Robinson is not arriving from nowhere. He was a two-year starter at nose guard for Navy, built a reputation as a freak athlete and stacked up the kind of production and testing numbers that keep scouts interested. He was named American Conference Defensive Player of the Year and an All-American, then impressed during practices at the East-West Shrine Bowl and posted outstanding numbers at Navy’s pro day.
That combination has shaped Robinson’s candidacy for the league: what he did on the field, how he moved in workouts and how he showed at showcase events. The Commanders’ local prospects day added something harder to measure. For a player who has spent four months trying to turn a football résumé into a roster chance, it made the next level feel closer than it had before.
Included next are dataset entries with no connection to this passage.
PR #1652, opened 2022-02-18
Add distribution supported components list so only specific scripts can take -d parameter

### LINKED ISSUE #1651: [BUG] Only send `-d` to core components, instead of everything.
As of now, build workflow will not send `-d` if user does not specify `--distribution`.
However, if user specify things such as `--distribution rpm` and try to build core+all plugins,
`-d` will be sent to plugins as well.

The plugin build script does not know how to interpret `-d` thus fail.
```
+ echo 'Invalid option: -?'
Invalid option: -?
+ exit 1
2022-02-17 23:58:36 ERROR    Error building common-utils, retry with: ./build.sh manifests/1.3.0/opensearch-1.3.0.yml --component common-utils
  File "./src/run_build.py", line 79, in <module>
    sys.exit(main())
  File "./src/run_build.py", line 67, in main
    builder.build(build_recorder)
  File "/local/home/zhujiaxi/opensearch-build-peterzhuamazon/src/build_workflow/builder_from_source.py", line 49, in build
    self.git_repo.execute(build_command)
  File "/local/home/zhujiaxi/opensearch-build-peterzhuamazon/src/git/git_repository.py", line 83, in execute
    subprocess.check_call(command, cwd=cwd, shell=True)
  File "/usr/lib64/python3.7/subprocess.py", line 363, in check_call
    raise CalledProcessError(retcode, cmd)
subprocess.CalledProcessError: Command 'bash /local/home/zhujiaxi/opensearch-build-peterzhuamazon/scripts/components/common-utils/build.sh -v 1.3.0 -p linux -a x64 -d rpm -s false -o builds' returned non-zero exit status 1.
```

Need to add a condition where if component != OpenSearch/OpenSearch-Dashboards, then `-d` will not be sent even if not None.

peterzhuamazon:

### Description
Add distribution supported components list so only specific scripts can take -d parameter
 
### Issues Resolved
#1651
 
### Check List

### DIFF
--- a/src/build_workflow/builder_from_source.py
+++ b/src/build_workflow/builder_from_source.py
@@ -19,8 +19,6 @@ Artifacts found in "<build root>/artifacts/<maven|plugins|libs|dist|core-plugins
 
 
 class BuilderFromSource(Builder):
-
-
     def checkout(self, work_dir: str) -> None:
         self.git_repo = GitRepository(
             self.component.repository,
--- a/src/build_workflow/builder_from_source.py
+++ b/src/build_workflow/builder_from_source.py
@@ -19,6 +19,8 @@ Artifacts found in "<build root>/artifacts/<maven|plugins|libs|dist|core-plugins
 
 
 class BuilderFromSource(Builder):
+
+
     def checkout(self, work_dir: str) -> None:
         self.git_repo = GitRepository(
             self.component.repository,
@@ -28,6 +30,11 @@ class BuilderFromSource(Builder):
         )
 
     def build(self, build_recorder: BuildRecorder) -> None:
+
+        # List of components whose build scripts support `-d` parameter
+        # Bundled plugins do not need `-d` as they are java based zips
+        DISTRIBUTION_SUPPORTED_COMPONENTS = ["OpenSearch", "OpenSearch-Dashboards"]
+
         build_script = ScriptFinder.find_build_script(self.target.name, self.component.name, self.git_repo.working_directory)
 
         build_command = " ".join(
@@ -39,7 +46,7 @@ class BuilderFromSource(Builder):
                     f"-v {self.target.version}",
                     f"-p {self.target.platform}",
                     f"-a {self.target.architecture}",
-                    f"-d {self.target.distribution}" if self.target.distribution else None,
+                    f"-d {self.target.distribution}" if self.target.distribution and (self.component.name in DISTRIBUTION_SUPPORTED_COMPONENTS) else None,
                     f"-s {str(self.target.snapshot).lower()}",
                     f"-o {self.output_path}",
                 ]
--- a/tests/tests_build_workflow/test_builder_from_source.py
+++ b/tests/tests_build_workflow/test_builder_from_source.py
@@ -40,6 +40,18 @@ class TestBuilderFromSource(unittest.TestCase):
             ),
         )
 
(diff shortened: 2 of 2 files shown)


peterzhuamazon:
It fixes issues coming from #1629.

dblock:
This is a hack and I dislike it very much. I propose we go through the pain of adding support to `-d` to all these build.sh scripts instead. That should motivate us to get rid of custom steps in scripts so we can have default ones everywhere.

src/build_workflow/builder_from_source.py
```diff
@@ -39,7 +44,7 @@ def build(self, build_recorder: BuildRecorder) -> None:
                     f"-v {self.target.version}",
                     f"-p {self.target.platform}",
                     f"-a {self.target.architecture}",
-                    f"-d {self.target.distribution}" if self.target.distribution else None,
+                    f"-d {self.target.distribution}" if self.target.distribution and (self.component.name in DISTRIBUTION_SUPPORTED_COMPONENTS) else None,
```
dblock, line 47: Checking the name will break silently. 

Is the component type here `ComponentOpenSearchMin` or `ComponentOpenSearchDashboardsMin`? I believe it is, and in that case at least check whether `type(self.component) in [ComponentOpenSearchMin, ComponentOpenSearchDashboardsMin]`.

dblock (changes requested):
I'm ok with the hack but not checking by name.

src/build_workflow/builder_from_source.py
peterzhuamazon: Could you elaborate more on this? Why do we need to check component type?

Thanks.

dblock: The instance of `component` is not `Component`, it's something that's a child of that class, either `ComponentOpenSearchMin` or `ComponentOpenSearchDashboardsMin` therefore you don't need to check whether `.name == "OpenSearch"`, that's already done elsewhere, where we needed to know whether it's one or the other. Checking the name here would duplicate that logic.

dblock: Actually looking at the code it looks like we only do that in the maniests workflow :(

I'll approve this hack for now and we can refactor later.

dblock (approved):

src/build_workflow/builder_from_source.py
peterzhuamazon: After checking, it is actually `manifests.input_manifest.InputComponentFromSource` object and the name is directly taking from github repo name.

```
class InputComponentFromSource(InputComponent):
    def __init__(self, data: Any) -> None:
        super().__init__(data)
        self.repository = data["repository"]
        self.ref = data["ref"]
        self.working_directory = data.get("working_directory", None)

    def __stabilize__(self) -> None:
        ref, name = GitRepository.stable_ref(self.repository, self.ref)
        logging.info(f"Updating ref for {self.repository} from {self.ref} to {ref} ({name})")
        self.ref = ref

    def __to_dict__(self) -> dict:
        return {
            "name": self.name,
            "repository": self.repository,
            "ref": self.ref,
            "working_directory": self.working_directory,
            "checks": list(map(lambda check: check.__to_dict__(), self.checks)),
            "platforms": self.platforms,
        }
```

Will use this method for now.

abhinavGupta16 (approved):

The tension is that Robinson’s path is still the one so many late-round hopefuls know well. The awards and the testing help, but they do not guarantee an NFL home. What keeps his case alive is the rare blend of size, production and athleticism, and the fact that he has already carried that profile through Navy, the Shrine Bowl and now a local workout with a pro team.
For Robinson, the lesson of the last four months is simple: the door is open, but not wide. The next step is finding which team is ready to turn a promising audition into a real opportunity.